The problem: Give the count of lines that hold the word "blocks" in this listing, with nothing added.

Records provided:
PR #1617, opened 2023-02-21
catalog-hovers

Dyakovich-R:
- [DEMO LINK](https://Dyakovich-R.github.io/layout_catalog_hovers/)

### DIFF
--- a/src/styles/blocks/catalog.scss
+++ b/src/styles/blocks/catalog.scss
@@ -17,9 +17,15 @@
     border: 1px solid #ccc;
     border-radius: 5px;
     margin-bottom: 48px;
+    transition: 300ms;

Exercise answer: 2